Orrery is a fully static site with no server, no user accounts, no database, no localStorage, no third-party fonts/scripts at runtime, and no analytics. The realistic vulnerability surface is:

• A dependency (npm package) shipping malicious or vulnerable code.
• A bug that could leak the URL parameters (?lang=, ?mission=, ?dest=) somewhere unexpected — though those are intentionally non-sensitive.
• A bundled-in image that infringes a copyright or carries a payload.

If you find something:

1. Do not file a public issue for vulnerabilities you believe are exploitable.
2. Email the maintainer (see commit log for marko.dragoljevic@gmail.com) with [SECURITY] in the subject.
3. Include: the repo + commit hash, a reproduction or proof of concept, the impact you believe it has, and your suggested fix if you have one.

For non-exploitable concerns (e.g. a stale dependency that has a published CVE but isn't actually reachable in the bundle), a regular GitHub issue is fine.

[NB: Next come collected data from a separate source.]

PR #273, opened 2017-09-21
Add linear extrapolation plots

royaurko:
I added two functions in cleverhans/utils.py:
 1. get_logits_over_interval() to get the logits over a bounded interval
 2. linear_extrapolation_plot() to plot these logits

Also added the file linear_extrapolation_plot_example.py in the example directory.

### DIFF
--- a/cleverhans/utils.py
+++ b/cleverhans/utils.py
@@ -258,7 +258,7 @@ def get_logits_over_interval(sess, model, x, adv_x, x_data,
     channels = shape[3]
     size = height * width * channels
 
-    epsilon_array_t = tf.constant(epsilon_array)
+    epsilon_array_t = tf.constant(epsilon_array, dtype=tf.float32)
     epsilon_array_t = tf.stack([epsilon_array_t] * size, axis=1)
     epsilon_array_t = tf.reshape(epsilon_array_t,
                                  shape=[num_points, height,
--- a/cleverhans/utils.py
+++ b/cleverhans/utils.py
@@ -227,20 +227,19 @@ def get_logits_over_interval(sess, model, x_data, fgsm_params,
 
     Args:
         sess: Tf session
-        model: Model for which we wish to get logits
-        x: Data tensor of shape [1, height, width, channels]
-        adv_x: Tensor for adversarial perturbation of x
-        x_data: Numpy array corresponding to single data
+        model: Model for which we wish to get logits.
+        x_data: Numpy array corresponding to single data.
                 point of shape [height, width, channels].
-        min_epsilon: Minimum value of epsilon over the interval
-        max_epsilon: Maximum value of epsilon over the interval
-        num_points: Number of points used to interpolate
+        fgsm_params: Parameters for generating adversarial examples.
+        min_epsilon: Minimum value of epsilon over the interval.
+        max_epsilon: Maximum value of epsilon over the interval.
+        num_points: Number of points used to interpolate.
 
     Returns:
-        Numpy array containing logits
+        Numpy array containing logits.
 
     Raises:
-        ValueError if min_epsilon is larger than max_epsilon
+        ValueError if min_epsilon is larger than max_epsilon.
     """
     # Get the height, width and number of channels
     height = x_data.shape[0]
--- a/cleverhans/utils.py
+++ b/cleverhans/utils.py
@@ -268,7 +268,7 @@ def get_logits_over_interval(sess, model, x_data, fgsm_params,
     epsilon = tf.reshape(tf.lin_space(float(min_epsilon),
                                       float(max_epsilon),
                                       num_points),
-						(num_points, 1, 1, 1))
+                         (num_points, 1, 1, 1))
     lin_batch = x + epsilon * eta
     logits = model.get_logits(lin_batch)
     with sess.as_default():
--- a/cleverhans/utils.py
+++ b/cleverhans/utils.py
@@ -228,26 +228,27 @@ def get_logits_over_interval(sess, model, x, adv_x, x_data,
     Args:
         sess: Tf session
         model: Model for which we wish to get logits
-        x: Tf placeholder for data
-        adv_x_real: Tf placeholder for adv perturbation of x
+        x: Data tensor
+        adv_x: Tensor for adversarial perturbation of x
         x_data: Numpy array corresponding to the data slice used to generate plot
         min_epsilon: Minimum value of epsilon over the interval
         max_epsilon: Maximum value of epsilon over the interval
         num_points: Number of points used to interpolate
 
     Returns:
-        Numpy array containing log probabilities
+        Numpy array containing logits
 
     Raises:
         ValueError if min_epsilon is larger than max_epsilon
     """
+    import tensorflow as tf
     if min_epsilon > max_epsilon:
         raise ValueError('Minimum epsilon is less than maximum epsilon')
 
-    delta = (max_epsilon - min_epsilon) / (num_points - 1)
     epsilon = min_epsilon
     eta = adv_x - x
-    for i, epsilon in enumerate(np.arange(min_epsilon, max_epsilon + 1, step=delta)):
+    eta = tf.nn.l2_normalize(eta, dim=0)
+    for i, epsilon in enumerate(np.linspace(min_epsilon, max_epsilon, num_points)):
         with sess.as_default():
             adv_x_epsilon = x + eta * epsilon
             logits = model.get_logits(adv_x_epsilon)
@@ -258,7 +259,6 @@ def get_logits_over_interval(sess, model, x, adv_x, x_data,
                 log_prob_adv_array = np.vstack((log_prob_adv_array,
                                                 log_prob_adv))
 
-        epsilon += delta
     return log_prob_adv_array
 
 
@@ -286,8 +286,7 @@ def linear_extrapolation_plot(log_prob_adv_array, y, file_name,
     fig = plt.figure()
     plt.xlabel('Epsilon')
     plt.ylabel('Log probabilities')
-    delta = (max_epsilon - min_epsilon) / (num_points - 1)
-    x_axis = np.arange(min_epsilon, max_epsilon + 1, step=delta)
+    x_axis = np.linspace(min_epsilon, max_epsilon, num_points)
     plt.xlim(min_epsilon - 1, max_epsilon + 1)
     for i in xrange(y.shape[1]):
         if i == correct_idx:
--- a/cleverhans/utils.py
+++ b/cleverhans/utils.py
@@ -220,15 +220,15 @@ def grid_visual(data):
     return figure
 
 
-def get_logits_over_interval(sess, model, x, adv_x, x_data,
-                             min_epsilon=-10, max_epsilon=10,
+def get_logits_over_interval(sess, model, x_data, fgsm_params,
+                             min_epsilon=-10., max_epsilon=10.,
                              num_points=21):
     """Get logits when the input is perturbed in an interval in adv direction.
 
     Args:
         sess: Tf session
         model: Model for which we wish to get logits
-        x: Data tensor of shape [None, height, width, channels]
+        x: Data tensor of shape [1, height, width, channels]
         adv_x: Tensor for adversarial perturbation of x
         x_data: Numpy array corresponding to single data
                 point of shape [height, width, channels].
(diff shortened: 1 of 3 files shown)


npapernot:
Thanks Aurko, unfortunately it seems like a few PEP8 errors are left

cleverhans/utils.py
```diff
@@ -220,6 +221,92 @@ def grid_visual(data):
     return figure
 
 
+def get_logits_over_interval(sess, model, x, adv_x_real, x_data,
```
npapernot: Could you add test(s) for `get_logits_over_interval`?

cleverhans/utils.py
```diff
@@ -4,6 +4,7 @@
 from __future__ import unicode_literals
 
 import numpy as np
+import tensorflow as tf
```
npapernot: At the moment, we should refrain from importing tensorflow at the top of files (because although theano is deprecated, we are still supporting for a few months --- and that's probably why the Travis tests failed on the Theano setup)

cleverhans/utils.py
```diff
@@ -220,6 +221,92 @@ def grid_visual(data):
...
+    """
+    delta = (max_epsilon - min_epsilon) / (num_points - 1)
+    epsilon = min_epsilon
+    eta = adv_x_real - x
+    eta_normalized = tf.nn.l2_normalize(eta, dim=0)
+
+    epsilon_t = tf.placeholder(tf.float32, shape=(), name="epsilon")
+    adv_x = x + epsilon_t * eta_normalized
+    logits = model.get_logits(adv_x)
+    for i in xrange(num_points):
```
npapernot: Rather than using a `for` loop on xrange(num_points), would it make sense to use `np.arange` to improve readability?

cleverhans/utils.py
```diff
@@ -220,6 +221,92 @@ def grid_visual(data):
...
+        max_epsilon: Maximum value of epsilon over the interval
+        num_points: Number of points used to interpolate
+
+    Returns:
+        Numpy array containing log probabilities
+    """
+    delta = (max_epsilon - min_epsilon) / (num_points - 1)
+    epsilon = min_epsilon
+    eta = adv_x_real - x
+    eta_normalized = tf.nn.l2_normalize(eta, dim=0)
```
npapernot: I may be missing something but is there a particular reason to use the l2 norm here?

royaurko:
I addressed your comments and added a test for the get logits function.

cleverhans/utils.py
```diff
@@ -220,6 +220,95 @@ def grid_visual(data):
...
+def get_logits_over_interval(sess, model, x, adv_x, x_data,
+                             min_epsilon=-10, max_epsilon=10,
+                             num_points=21):
+    """Get logits when the input is perturbed in an interval in adv direction.
+
+    Args:
+        sess: Tf session
+        model: Model for which we wish to get logits
+        x: Tf placeholder for data
+        adv_x_real: Tf placeholder for adv perturbation of x
```
goodfeli: The parameter is called `adv_x` but the docstring calls it `adv_x_real`

cleverhans/utils.py
```diff
@@ -220,6 +220,95 @@ def grid_visual(data):
...
 
+def get_logits_over_interval(sess, model, x, adv_x, x_data,
+                             min_epsilon=-10, max_epsilon=10,
+                             num_points=21):
+    """Get logits when the input is perturbed in an interval in adv direction.
+
+    Args:
+        sess: Tf session
+        model: Model for which we wish to get logits
+        x: Tf placeholder for data
```
goodfeli: Do these need to be placeholders? We should write most code to work with any tf tensor

cleverhans/utils.py
```diff
@@ -220,6 +220,95 @@ def grid_visual(data):
...
+        adv_x_real: Tf placeholder for adv perturbation of x
+        x_data: Numpy array corresponding to the data slice used to generate plot
+        min_epsilon: Minimum value of epsilon over the interval
+        max_epsilon: Maximum value of epsilon over the interval
+        num_points: Number of points used to interpolate
+
+    Returns:
+        Numpy array containing log probabilities
```
goodfeli: They're "logits" rather than "log probabilities", because if you take exp(output) it won't necessarily sum to 1.

cleverhans/utils.py
```diff
@@ -220,6 +220,95 @@ def grid_visual(data):
...
+
+    Raises:
+        ValueError if min_epsilon is larger than max_epsilon
+    """
+    if min_epsilon > max_epsilon:
+        raise ValueError('Minimum epsilon is less than maximum epsilon')
+
+    delta = (max_epsilon - min_epsilon) / (num_points - 1)
+    epsilon = min_epsilon
+    eta = adv_x - x
```
goodfeli: eta needs to be normalized in some way, otherwise you multiply the epsilon that was used inside the attack by the epsilon used in your for loop below.
For example, if `adv_x` came from an FGSM attack with eps=.3 and `max_epsilon` is 3, the largest adversarial perturbation we'd get in the for loop would be size .09

cleverhans/utils.py
```diff
@@ -220,6 +220,95 @@ def grid_visual(data):
...
+    for i, epsilon in enumerate(np.arange(min_epsilon, max_epsilon + 1, step=delta)):
```
goodfeli: why add 1 to max_epsilon?

goodfeli: it may be easier to do

    for i in xrange(num_points):
        epsilon = min_epsilon + (float(i) / (num_points - 1)) * (max_epsilon - min_epsilon)

I suspect the current implementation will sometimes return an array whose size is not `num_points` because of rounding error when you compute `delta`.

cleverhans/utils.py
```diff
@@ -220,6 +220,95 @@ def grid_visual(data):
...
+            adv_x_epsilon = x + eta * epsilon
+            logits = model.get_logits(adv_x_epsilon)
+            log_prob_adv = sess.run(logits, feed_dict={x: x_data})
+            if i == 0:
+                log_prob_adv_array = log_prob_adv
+            else:
+                log_prob_adv_array = np.vstack((log_prob_adv_array,
+                                                log_prob_adv))
+
+        epsilon += delta
```
goodfeli: You're incrementing `epsilon` by `delta` but then that immediately gets overwritten by the next iteration of the for loop

tests_tf/test_utils.py
```diff
@@ -79,6 +81,23 @@ def test_other_classes_return_val(self):
...
+        x = tf.placeholder(dtype=tf.float32, shape=(1, 28, 28, 1))
+        adv_x = x
+        img = np.ones(shape=(1, 28, 28, 1))
+        with tf.Session() as sess:
+            tf.global_variables_initializer().run()
+            log_prob = utils.get_logits_over_interval(sess, wrap,
+                                                      x, adv_x, img,
+                                                      min_epsilon=-10,
+                                                      max_epsilon=10,
+                                                      num_points=21)
```
goodfeli: Should add

    self.assertEqual(log_prob.shape[0], num_points)

tests_tf/test_utils.py
```diff
@@ -79,6 +81,23 @@ def test_other_classes_return_val(self):
...
+            log_prob -= log_prob[0]
+            self.assertTrue(np.count_nonzero(log_prob) == 0)
```
goodfeli: better to use `assertEqual` so that if  this fails, the travis log will show how many were nonzero

goodfeli: I don't understand this condition. It looks like you're testing that all the log probabilities are equal to each other. Why should that be the case?

tests_tf/test_utils.py
```diff
@@ -79,6 +81,23 @@ def test_other_classes_return_val(self):
         res_expected = [0, 1, 3, 4]
         self.assertTrue(res == res_expected)
 
+    def test_get_logits_over_interval(self):
+        import tensorflow as tf
+        model = cnn_model()
+        wrap = KerasModelWrapper(model)
+        x = tf.placeholder(dtype=tf.float32, shape=(1, 28, 28, 1))
+        adv_x = x
```
goodfeli: Feeding `x` for `adv_x` should probably cause some divide by zero error or something because it means that the linear cross section plot doesn't have a direction to explore

cleverhans/utils.py
royaurko: Fixed.

cleverhans/utils.py
royaurko: No they would work for any tensor. I updated the docstring.

cleverhans/utils.py
royaurko: Done.

cleverhans/utils.py
royaurko: I had a tf.nn.l2_normalize on eta, but took it out since Nicolas said importing tensorflow at the top level caused the build to fail. I imported it within the function def.

cleverhans/utils.py
royaurko: because it wouldn't take the max_epsilon value otherwise, I switched to using np.linspace which is recommended for floats.

royaurko: I had a similar implementation before, but Nicolas thought it might be more intuitive to have a np.arange. I replaced it with np.linspace which takes care of the rounding issues.

cleverhans/utils.py
royaurko: Fixed, no need to increment epsilon since we take it from np.linspace

tests_tf/test_utils.py
royaurko: Because eta = 0, so the model is just fed x. I removed this test and just check for shape.

cleverhans/utils.py
```diff
@@ -220,6 +220,97 @@ def grid_visual(data):
...
 
+def get_logits_over_interval(sess, model, x, adv_x, x_data,
+                             min_epsilon=-10, max_epsilon=10,
+                             num_points=21):
+    """Get logits when the input is perturbed in an interval in adv direction.
+
+    Args:
+        sess: Tf session
+        model: Model for which we wish to get logits
+        x: Data tensor
```
goodfeli: I realized I'm confused about the interface here.
Is x meant to be a minibatch or a single example? I would expect it to be a single example.
Is the user required to make it be a minibatch of size 1?

cleverhans/utils.py
```diff
@@ -220,6 +220,97 @@ def grid_visual(data):
...
+        ValueError if min_epsilon is larger than max_epsilon
+    """
+    import tensorflow as tf
+    if min_epsilon > max_epsilon:
+        raise ValueError('Minimum epsilon is less than maximum epsilon')
+
+    epsilon = min_epsilon
+    eta = adv_x - x
+    eta = tf.nn.l2_normalize(eta, dim=0)
+    for i, epsilon in enumerate(np.linspace(min_epsilon,
```
goodfeli: if x is a single example, it could be possible to do this without a for loop, and with only 1 sess.run call rather than 21. You would make one batch containing all the different sizes of perturbation and run them in a single sess.run call.

cleverhans/utils.py
```diff
@@ -220,6 +220,97 @@ def grid_visual(data):
...
+        y: Tf placeholder for the labels
+        file_name: Plot filename
+        min_epsilon: Minimum value of epsilon over the interval
+        max_epsilon: Maximum value of epsilon over the interval
+        num_points: Number of points used to interpolate
+    """
+    import matplotlib.pyplot as plt
+
+    # Ensure interactive mode is disabled and initialize our graph
+    plt.ioff()
```
goodfeli: why does interactive mode need to be off? can we implement this function without having side effects on other code that uses pyplot?

cleverhans/utils.py
royaurko: I have updated the code so that x is now supposed to be of shape [height, width, channels]

cleverhans/utils.py
royaurko: Done.

cleverhans/utils.py
royaurko: I updated it do it over one sess call. However the lep now looks like this: 

lep_adv3

As opposed to this:
lep_adv

I am wondering if there is an issue in the way I do it.

npapernot:
Aurko, you may have to amend this last commit with your @google.com email address because the CLA bot detected you as not having signed the CLA.

goodfeli:
I think it's OK to ignore Googlebot since we know who you are and know Googlebot is mistaken, but you should fix the Travis tests. They're currently failing due to a float32 vs float64 error. I can review further once the tests pass.

npapernot:
```
ERROR: test_get_logits_over_interval (test_utils.TestUtils)
  File "/home/travis/build/tensorflow/cleverhans/tests_tf/test_utils.py", line 99, in test_get_logits_over_interval
    num_points=num_points)
  File "/home/travis/build/tensorflow/cleverhans/cleverhans/utils.py", line 267, in get_logits_over_interval
    adv_x_epsilon = x + eta * epsilon_array_t
  File "/home/travis/miniconda/envs/test-environment/lib/python3.5/site-packages/tensorflow/python/ops/math_ops.py", line 820, in binary_op_wrapper
    y = ops.convert_to_tensor(y, dtype=x.dtype.base_dtype, name="y")
  File "/home/travis/miniconda/envs/test-environment/lib/python3.5/site-packages/tensorflow/python/framework/ops.py", line 639, in convert_to_tensor
    as_ref=False)
  File "/home/travis/miniconda/envs/test-environment/lib/python3.5/site-packages/tensorflow/python/framework/ops.py", line 704, in internal_convert_to_tensor
    ret = conversion_func(value, dtype=dtype, name=name, as_ref=as_ref)
  File "/home/travis/miniconda/envs/test-environment/lib/python3.5/site-packages/tensorflow/python/framework/ops.py", line 577, in _TensorTensorConversionFunction
    % (dtype.name, t.dtype.name, str(t)))
ValueError: Tensor conversion requested dtype float32 for Tensor with dtype float64: 'Tensor("Reshape_400:0", shape=(21, 28, 28, 1), dtype=float64)'
```

cleverhans/utils.py
```diff
@@ -220,6 +220,101 @@ def grid_visual(data):
...
 
+def get_logits_over_interval(sess, model, x, adv_x, x_data,
+                             min_epsilon=-10, max_epsilon=10,
+                             num_points=21):
+    """Get logits when the input is perturbed in an interval in adv direction.
+
+    Args:
+        sess: Tf session
+        model: Model for which we wish to get logits
+        x: Data tensor of shape [None, height, width, channels]
```
goodfeli: If the user has to pass in `model`, why not just make your own `x`? It really only makes sense to pass in `x` if the user also has to pass in the logits corresponding to `x`.

goodfeli: We probably don't want it to be shape `None` because you're relying on the user passing in exactly one example. To enforce that, it should be shape 1.

cleverhans/utils.py
```diff
@@ -220,6 +220,101 @@ def grid_visual(data):
...
+        Numpy array containing logits
+
+    Raises:
+        ValueError if min_epsilon is larger than max_epsilon
+    """
+    import tensorflow as tf
+    if min_epsilon > max_epsilon:
+        raise ValueError('Minimum epsilon is less than maximum epsilon')
+
+    eta = tf.nn.l2_normalize(adv_x - x, dim=0)
```
goodfeli: You should be able to keep this in TensorFlow rather than NumPy. Also, you should be able to do everything using broadcasting, rather than building a larger array.

Something like

     epsilon = tf.reshape(tf.lin_space(min_epsilon, max_epsilon, num_points), (num_points, 1, 1, 1))
     lin_batch = x + epsilon * eta

should be able to do it without any explicit duplication of x and eta.

cleverhans/utils.py
```diff
@@ -220,6 +220,101 @@ def grid_visual(data):
...
+    """
+    import matplotlib.pyplot as plt
+
+    figure = plt.figure()
+    figure.canvas.set_window_title('Cleverhans: Linear Extrapolation Plot')
+
+    correct_idx = np.argmax(y, axis=0)
+    fig = plt.figure()
+    plt.xlabel('Epsilon')
+    plt.ylabel('Log probabilities')
```
goodfeli: They're actually logits, not log probabilities, right?

cleverhans/utils.py
royaurko: Done

cleverhans/utils.py
royaurko: Fixed

cleverhans/utils.py
royaurko: Done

Solo project, hobby cadence. I aim to:

• Acknowledge receipt within a week.
• Triage within two weeks.
• Patch within a month for anything plausibly exploitable.

I cannot guarantee a bounty.

In scope:

• Bundled JavaScript / WASM
• The static SPA on chipi.github.io/orrery/ (and any future production hosting)
• scripts/fetch-assets.ts (build-time only — but image-fetch URLs are public input)
• Mission-data JSON files (could in theory carry XSS via description if rendered as HTML — they're not, but the schema is the trust boundary)

Out of scope:

• Third-party dependencies (file with the upstream maintainer instead).
• The GitHub Pages CDN itself.
• The NASA Images API / Wikimedia Commons / Solar System Scope (upstream sources).

I'd like 30 days from receipt to coordinate a fix before public disclosure. Severe issues that are already being exploited in the wild override this — disclose immediately if needed.